"The Letting Go" or "a season between summer, autumn, the deep America and high Iceland".
It's strange to find myself already reviewing a new album by Bonnie "Prince" Billy. On average, he releases one and a half per year. Not to mention the collaborations and E.P.s!
It's strange trying to understand where this work is situated, perhaps in an ideal space between the mid-west (or the south-east of his summer?) and Iceland, where it was actually recorded with the attentive care of Valgeir Sigurdsson, who has already produced for Bjork. Strange character, this Bonnie "Prince" Billy, poet of a thousand names, a bit shabby, a bit wolf-like, slightly drunk.
His pen and guitar give birth to sincere and intimate compositions, outside of time, out of this indie time, difficult to insert into folk revival, new acoustic, low-fi and the like. The paths of his voice, of his writing seem embedded among the mountains, glaciers, and lakes of his album covers, those photos where it's unclear where summer ends and autumn begins, or another season, a season all his own, the season of Will Oldham.

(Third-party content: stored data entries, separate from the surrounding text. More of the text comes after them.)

Issue #1363, opened 2026-08-26
Tracking Issue: deliver supported Source ingestion


PsiACE:
## Goal

Track delivery of supported Source ingestion after #1240 defines the Source identity and materialization contract.

Parent roadmap: #1352.

This issue coordinates the accepted Source contract, one supported document integration, historical prompt import, and any derived processing those deliveries require. It does not redefine the public Source model or API.

## Current baseline

PowerContext currently accepts idempotent captured text through `ContentSource` and `POST /v1/sources/content`. #1240 decides whether this remains the common capture boundary for external integrations or one Source implementation alongside others.

#1300 separately tracks explicit, default-off import of historical user prompts from one Agent host. It does not import full sessions or restore an executable Agent session.

## Tracking

- [ ] Complete #1240 and record the accepted Source identity and materialization decisions in an RFC.
- [ ] After #1240 is accepted, select one supported document Source integration. The bounded validation from #1240 may graduate only if it meets the support criteria below; otherwise, track the supported integration in a separate child issue.
- [ ] Deliver initial import and subsequent provider-supported change handling through the accepted Source semantics.
- [ ] Complete #1300 for explicit historical user-prompt import from one supported Agent host.
- [ ] Decide whether either delivered integration requires asynchronous derived processing. If it does, create a bounded child issue for status, retries, idempotency, failure isolation, and resource limits. If it does not, record that no background processing is required.
- [ ] Add maintained setup and troubleshooting documentation, plus tests for each supported integration.

## Completion criteria

- The RFC from #1240 is accepted, and the public API, code, tests, and maintained documentation describe the same Source contract.
- At least one document integration is supported as a product integration rather than retained as sample or validation code.
- Repeated observation is idempotent. Updates and other provider-supported changes preserve exact provenance according to the accepted contract.
- Users can see whether ingestion succeeded and which items failed.
- The external system remains authoritative. Read permissions, retention, deletion, and disconnect behavior are documented.
- Historical prompt import remains an explicit Source import. It does not claim session restore, Handoff, Task Outcome, or full transcript support.
- Product status and documentation distinguish Source acceptance from completion of any later derived processing.

## Boundaries

- This issue does not select a document provider before #1240 settles the contract.
- #1240 owns the Source design and bounded validation. Do not start a parallel Source pilot without coordinating with its owner.
- Provider discovery, synchronization, credentials, checkpoints, retries, and provider-specific change handling remain connector responsibilities.
[...]

PR #1400, opened 2026-08-30
feat(sources): add Source Definition and Connector contracts

### LINKED ISSUE #1240: research: define the Source integration shape
## Objective

Define a practical Source integration shape for external systems.

An external object may change while evidence used by an Artifact must remain exact. Research how a stable logical Source identity relates to an immutable observation or revision. Capture, Ref, and any hybrid form describe how that observation is materialized.

Provider connectors own discovery, synchronization, checkpoints, retries, credentials, and provider-specific change handling. This issue covers the Source values they produce and how PowerContext accepts, reads, stores, and cites those values.

Record the chosen shape in an RFC before changing the public Source model or API. The RFC records the design decision. Maintained docs, OpenAPI, and code describe current behavior.

## Current baseline

Core provides typed Source adapters and supports captured and referenced materialization.

The builtin Runtime provides `ContentSource` and `POST /v1/sources/content` as an idempotent captured-text path. Reusing an identity with different content is a conflict. Runtime assembly, Server capabilities, and evidence projection currently handle `ContentSource` explicitly.

The research should decide whether `ContentSource` and the content API are the common capture boundary for external integrations or one concrete Source implementation alongside other typed Sources.

## Research references

- [ ] Git repositories and GitHub-like services
- [ ] Notion
- [ ] Slack
- [ ] Linear
- [ ] Relevant memory and context projects

These are reference cases, not committed implementation targets.

## Tracking

- [ ] Audit the current Source model, `ContentSource`, persistence, Runtime assembly, HTTP API, and evidence projection.
- [ ] Define the relationship between logical Source identity and immutable observation or revision identity.
- [ ] Compare Capture, Ref, and possible hybrid materialization.
- [ ] Define the minimum provenance required for an exact `SourceRef`.
- [ ] Decide the role of `ContentSource` and `POST /v1/sources/content`.
- [ ] Define how additional Source types register with persistence, Runtime, transport, and Artifact pipelines.
- [ ] Draft and review the RFC.
- [ ] Implement the accepted improvements.
- [ ] Validate the shape with one bounded Source integration.

Target completion is around 2026-09-01. The validation integration does not need to be a complete production connector.

This work does not design a full connector framework or move provider synchronization into the Source model.

PsiACE:

Closes #1240.
Closes #1388.
Its author is credited as a co-author.
Relates to #1363.

# Rationale for this change

External objects can change, but Artifact lineage must retain exact evidence. PowerContext needs a typed Source contract while provider access and synchronization remain in independent workers.

- Define Source identity, observations, materialization, named projections, and Connector lifecycle in an English and Chinese RFC.
- Add Source Definition registration, worker-materialized observation ingestion, durable receipts, and checkpoint comparison.
- Preserve existing `ContentSource` behavior.
- Include `powercontext-connector-opendal` as an evaluation-only reference integration. It tests the contract with UTF-8 text files but does not make files a normative Source type or complete the supported integration tracked by #1363.

The remote Source ingestion API and client are new. Existing `ContentSource` callers remain compatible. The OpenDAL reference integration is opt-in and is not a product support commitment.

# How was this change tested?

- `make check`
- `make test` (`979 passed`, `10 skipped`)
- `make contract-test` (`29 passed`)
- `git diff --check`
- `make docs-test` is currently blocked by the existing HTTP API link in `docs/en/modules.md`.

# AI usage statement

OpenAI Codex with GPT-5 was used for repository analysis, implementation, tests, and documentation. The maintainer reviewed the design and changes.


Teingi (commented):
I found four issues in the current implementation.

src/powercontext/builtin/runtime/relational.py
```diff
@@ -850,6 +946,67 @@ def _validate_experience_plans(
...
+                raise InvalidSourceObservationError(
+                    "text-evidence",
+                    "source identity does not match the observation envelope",
+                )
+
+
+def _json_schema_validator(name: str, schema: Mapping[str, Any]) -> Validator:
+    try:
+        Draft202012Validator.check_schema(schema)
+        return Draft202012Validator(schema)
```
Teingi: Please disable remote schema retrieval here. `Draft202012Validator(schema).validate(...)` dereferences attacker-controlled HTTP `$ref`s by default; I reproduced a request to a loopback schema server through this path. That makes source ingestion an SSRF primitive. Use a no-retrieval registry and reject non-local `$ref`/`$dynamicRef` values during manifest registration, with a regression test asserting that validation makes no network request.

src/powercontext/builtin/runtime/relational.py
```diff
@@ -850,6 +946,67 @@ def _validate_experience_plans(
         )
 
 
+def _validate_source_definition_manifest(manifest: SourceDefinitionManifest) -> None:
+    if len(manifest.model_dump_json(by_alias=True).encode()) > 64 * 1024:
+        raise InvalidSourceDefinitionError(type(manifest), "manifest", "must not exceed 64 KiB")
+    try:
+        BUILTIN_SOURCE_REGISTRY.definition_for_name(manifest.name)
```
Teingi: This only reserves built-in names, while persistence later chooses between a registered source class and `SourceObservation` solely by `source_type`. With an injected custom definition named `review-collision`, a remote v2 manifest under the same name registered successfully; submission then persisted the row and failed with `InvalidStoredPayloadError`, and subsequent `sources.list()` calls kept failing. Reserve names from the active registry and persist an explicit representation or manifest discriminator so configuration changes cannot reclassify stored rows.

src/powercontext/builtin/persistence/sources.py
```diff
@@ -73,9 +73,12 @@ async def add(
         """Add one stable Source or return an identical existing capture."""
 
         _require_identity("scope_id", scope_id, MAX_SCOPE_ID_LENGTH)
-        adapter = self._adapter_for_value(source)
-        ref = SourceRef(source_type=adapter.name, source_id=source.name)
-        payload = dump_model(source, kind="source", name=adapter.name)
+        if isinstance(source, SourceObservation):
```
Teingi, line 87: Remote observations can contain arbitrary JSON objects, but this path still decides idempotency by comparing unsorted serialized bytes below. I submitted equal observations whose only difference was `{"a":1,"b":2}` versus `{"b":2,"a":1}`; the models compared equal, but the retry returned `SourceConflictError`, so the connector could not safely resume and commit its checkpoint. Compare canonical JSON (for example RFC 8785) or decoded model equality, and add a reordered nested-object regression test.

integrations/opendal/src/powercontext_connector_opendal/connector.py
```diff
@@ -0,0 +1,301 @@
...
+
+    def __init__(
+        self,
+        filesystem: _FsspecFileSystem,
+        *,
+        source_namespace: str,
+        root: str = "",
+        patterns: Sequence[str] = _DEFAULT_PATTERNS,
+        max_files: int = 10_000,
+        max_file_size: int = 2 * 1024 * 1024,
```
Teingi: The default 2 MiB raw-file limit is not compatible with the server's 4 MiB observation limit because file content is serialized once in the source payload and again in the text-evidence projection. A 2 MiB ASCII file produced a 4,195,493-byte observation and was rejected by the server. Budget the final serialized observation (including JSON escaping and projections), lower the safe default, and surface oversize files as a rejected item instead of aborting the run.

Teingi (approved):
LGTM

Where "Ease Down The Road" ends, "The Letting Go" begins, the banjo gives way to delicate orchestras, sometimes fierce, never manneristic. The author relies less on catchy tunes and lost ditties and starts again with a slower, melancholic, and serene singer-songwriter style at the same time. The path started with "After I Made Love To You" continues with the vocal intertwining of "No Bad News", but it's just an example that well represents the tone of the album, constant without being repetitive. Oldham's voice is that of the wolf in love with the nightingale, his stories seem like an acoustic twist of the fables of Oscar Wilde, Aesop, the Grimms, or Andersen.
A wolf among wolves, a man among men, to use his own words. The orchestral crescendo of "Cursed Sleep" brings us back to the eternal restlessness of the artist, with "Cold & Wet" we hear a lament coming from some ghost town in the old west, in the supreme "God's Small Song" ice ghosts echo, "I Called You Back" is a sweet pursuit of trumpet, slide guitar, and piano...... but I don't want to insist on describing the songs, I won't try to grasp their constructive principles and weak links: I just want to invite you to reach the nearest mountains, lie on a meadow and as darkness falls and September approaches, let the magic of the fable of the wolf and the nightingale slip into you, of their flight between anguish and love... it's strange to be transported to that season magically suspended between summer, autumn, deep America and high Iceland, isn't it?